EXERCISE INSTRUCTIONS: Reproduce word for word the lines between those holding "PR #158, opened 2024-03-12" and "sjoerdmulder, line 20: Maybe", inclusive, and nothing else from the data below.

[[ THE INPUT open ]]

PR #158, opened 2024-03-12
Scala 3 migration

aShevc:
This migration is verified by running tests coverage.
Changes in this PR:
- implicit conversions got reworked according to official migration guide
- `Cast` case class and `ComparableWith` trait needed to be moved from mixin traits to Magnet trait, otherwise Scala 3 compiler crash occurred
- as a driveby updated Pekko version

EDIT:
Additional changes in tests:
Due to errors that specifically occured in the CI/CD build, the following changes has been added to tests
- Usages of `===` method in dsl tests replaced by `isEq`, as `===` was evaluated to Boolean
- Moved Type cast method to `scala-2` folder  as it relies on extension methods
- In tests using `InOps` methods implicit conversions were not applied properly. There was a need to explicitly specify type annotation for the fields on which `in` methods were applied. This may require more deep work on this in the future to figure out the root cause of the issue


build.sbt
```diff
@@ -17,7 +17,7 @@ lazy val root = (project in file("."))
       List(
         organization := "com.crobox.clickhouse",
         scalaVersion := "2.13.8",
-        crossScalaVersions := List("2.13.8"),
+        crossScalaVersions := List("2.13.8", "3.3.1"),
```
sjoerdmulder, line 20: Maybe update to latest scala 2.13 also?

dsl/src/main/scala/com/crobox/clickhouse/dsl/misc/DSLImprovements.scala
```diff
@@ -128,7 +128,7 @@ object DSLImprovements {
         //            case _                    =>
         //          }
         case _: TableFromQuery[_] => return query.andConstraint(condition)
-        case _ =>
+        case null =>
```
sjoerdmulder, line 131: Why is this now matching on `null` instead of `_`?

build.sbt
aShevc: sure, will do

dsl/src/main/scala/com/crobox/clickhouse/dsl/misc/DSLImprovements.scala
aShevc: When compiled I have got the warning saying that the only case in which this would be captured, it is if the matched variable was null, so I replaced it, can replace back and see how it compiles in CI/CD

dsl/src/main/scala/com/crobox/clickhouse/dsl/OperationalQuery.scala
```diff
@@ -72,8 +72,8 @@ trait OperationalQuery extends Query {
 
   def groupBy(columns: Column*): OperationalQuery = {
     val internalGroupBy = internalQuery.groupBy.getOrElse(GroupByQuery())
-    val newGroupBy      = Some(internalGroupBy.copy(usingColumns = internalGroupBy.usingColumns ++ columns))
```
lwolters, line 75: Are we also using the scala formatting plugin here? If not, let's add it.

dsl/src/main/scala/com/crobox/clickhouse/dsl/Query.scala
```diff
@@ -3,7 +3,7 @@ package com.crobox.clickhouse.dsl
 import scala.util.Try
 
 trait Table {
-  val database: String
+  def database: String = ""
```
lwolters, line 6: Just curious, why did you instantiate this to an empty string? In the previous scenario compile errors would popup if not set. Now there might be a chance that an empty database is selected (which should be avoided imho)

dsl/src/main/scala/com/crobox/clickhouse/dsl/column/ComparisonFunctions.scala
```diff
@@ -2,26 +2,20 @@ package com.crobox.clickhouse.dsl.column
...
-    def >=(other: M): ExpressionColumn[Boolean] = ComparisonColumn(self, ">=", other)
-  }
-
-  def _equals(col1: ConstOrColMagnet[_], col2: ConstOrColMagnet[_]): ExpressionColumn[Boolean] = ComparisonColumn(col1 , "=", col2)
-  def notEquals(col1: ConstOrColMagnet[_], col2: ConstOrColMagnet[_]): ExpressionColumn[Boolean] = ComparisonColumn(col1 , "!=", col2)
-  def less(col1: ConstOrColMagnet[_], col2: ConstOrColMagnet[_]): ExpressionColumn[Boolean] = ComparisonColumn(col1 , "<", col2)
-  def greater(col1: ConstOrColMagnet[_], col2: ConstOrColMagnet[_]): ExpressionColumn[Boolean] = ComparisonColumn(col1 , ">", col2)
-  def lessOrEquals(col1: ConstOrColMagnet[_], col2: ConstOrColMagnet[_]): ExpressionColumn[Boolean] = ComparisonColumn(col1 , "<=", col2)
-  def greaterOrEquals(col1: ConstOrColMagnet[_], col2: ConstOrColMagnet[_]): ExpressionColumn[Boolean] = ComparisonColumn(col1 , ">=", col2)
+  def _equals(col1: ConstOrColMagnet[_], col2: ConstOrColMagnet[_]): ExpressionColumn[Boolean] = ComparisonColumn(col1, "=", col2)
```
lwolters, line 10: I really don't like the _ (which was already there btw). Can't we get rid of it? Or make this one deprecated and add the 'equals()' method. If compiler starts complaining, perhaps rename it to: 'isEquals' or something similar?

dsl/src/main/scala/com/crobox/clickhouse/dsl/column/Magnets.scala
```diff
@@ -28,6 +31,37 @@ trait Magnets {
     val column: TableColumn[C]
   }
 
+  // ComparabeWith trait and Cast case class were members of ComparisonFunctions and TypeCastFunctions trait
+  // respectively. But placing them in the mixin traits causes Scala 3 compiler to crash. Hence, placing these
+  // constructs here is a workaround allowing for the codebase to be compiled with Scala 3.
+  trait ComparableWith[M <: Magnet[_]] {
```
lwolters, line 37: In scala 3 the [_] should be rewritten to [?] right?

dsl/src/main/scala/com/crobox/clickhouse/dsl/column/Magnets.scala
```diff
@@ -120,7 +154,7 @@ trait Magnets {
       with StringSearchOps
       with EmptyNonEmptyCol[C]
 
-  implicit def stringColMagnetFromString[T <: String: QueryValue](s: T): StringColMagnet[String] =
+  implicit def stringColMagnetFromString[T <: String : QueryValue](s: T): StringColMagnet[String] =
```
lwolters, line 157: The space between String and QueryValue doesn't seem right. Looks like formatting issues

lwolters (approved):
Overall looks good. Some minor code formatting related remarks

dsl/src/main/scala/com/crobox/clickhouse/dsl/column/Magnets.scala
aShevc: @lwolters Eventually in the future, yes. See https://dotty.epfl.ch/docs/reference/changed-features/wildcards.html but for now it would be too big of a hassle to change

[[ THE INPUT closed ]]
[[ THE INPUT open ]]

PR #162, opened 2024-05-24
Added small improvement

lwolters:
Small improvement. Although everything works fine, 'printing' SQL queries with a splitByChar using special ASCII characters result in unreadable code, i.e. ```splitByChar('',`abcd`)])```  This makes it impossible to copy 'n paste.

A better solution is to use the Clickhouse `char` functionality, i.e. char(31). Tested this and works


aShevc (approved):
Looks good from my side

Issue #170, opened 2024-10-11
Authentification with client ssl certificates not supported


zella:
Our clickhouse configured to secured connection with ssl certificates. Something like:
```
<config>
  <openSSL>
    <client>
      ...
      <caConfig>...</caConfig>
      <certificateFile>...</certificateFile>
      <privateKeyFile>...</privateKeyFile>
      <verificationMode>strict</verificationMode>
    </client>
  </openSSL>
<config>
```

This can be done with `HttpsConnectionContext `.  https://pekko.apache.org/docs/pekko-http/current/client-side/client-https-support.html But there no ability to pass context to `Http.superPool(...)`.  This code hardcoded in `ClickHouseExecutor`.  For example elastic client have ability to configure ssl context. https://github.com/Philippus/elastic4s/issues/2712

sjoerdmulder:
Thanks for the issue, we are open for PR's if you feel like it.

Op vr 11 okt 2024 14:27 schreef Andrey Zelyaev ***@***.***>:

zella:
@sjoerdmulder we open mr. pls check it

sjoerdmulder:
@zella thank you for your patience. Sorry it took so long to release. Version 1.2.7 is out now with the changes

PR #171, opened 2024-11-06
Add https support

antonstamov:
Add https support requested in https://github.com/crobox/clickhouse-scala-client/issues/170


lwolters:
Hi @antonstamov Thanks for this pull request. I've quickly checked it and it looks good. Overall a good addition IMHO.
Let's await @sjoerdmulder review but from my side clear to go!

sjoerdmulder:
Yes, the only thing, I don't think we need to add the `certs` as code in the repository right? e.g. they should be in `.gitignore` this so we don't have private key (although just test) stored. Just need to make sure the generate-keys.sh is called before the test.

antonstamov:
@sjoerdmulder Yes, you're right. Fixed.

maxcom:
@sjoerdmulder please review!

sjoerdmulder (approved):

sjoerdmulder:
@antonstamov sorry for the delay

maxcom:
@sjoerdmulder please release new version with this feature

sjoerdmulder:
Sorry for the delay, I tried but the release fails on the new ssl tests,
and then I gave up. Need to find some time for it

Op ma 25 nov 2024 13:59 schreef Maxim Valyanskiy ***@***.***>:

[[ THE INPUT closed ]]

OUTPUT:
PR #158, opened 2024-03-12
Scala 3 migration

aShevc:
This migration is verified by running tests coverage.
Changes in this PR:
- implicit conversions got reworked according to official migration guide
- `Cast` case class and `ComparableWith` trait needed to be moved from mixin traits to Magnet trait, otherwise Scala 3 compiler crash occurred
- as a driveby updated Pekko version

EDIT:
Additional changes in tests:
Due to errors that specifically occured in the CI/CD build, the following changes has been added to tests
- Usages of `===` method in dsl tests replaced by `isEq`, as `===` was evaluated to Boolean
- Moved Type cast method to `scala-2` folder  as it relies on extension methods
- In tests using `InOps` methods implicit conversions were not applied properly. There was a need to explicitly specify type annotation for the fields on which `in` methods were applied. This may require more deep work on this in the future to figure out the root cause of the issue


build.sbt
```diff
@@ -17,7 +17,7 @@ lazy val root = (project in file("."))
       List(
         organization := "com.crobox.clickhouse",
         scalaVersion := "2.13.8",
-        crossScalaVersions := List("2.13.8"),
+        crossScalaVersions := List("2.13.8", "3.3.1"),
```
sjoerdmulder, line 20: Maybe update to latest scala 2.13 also?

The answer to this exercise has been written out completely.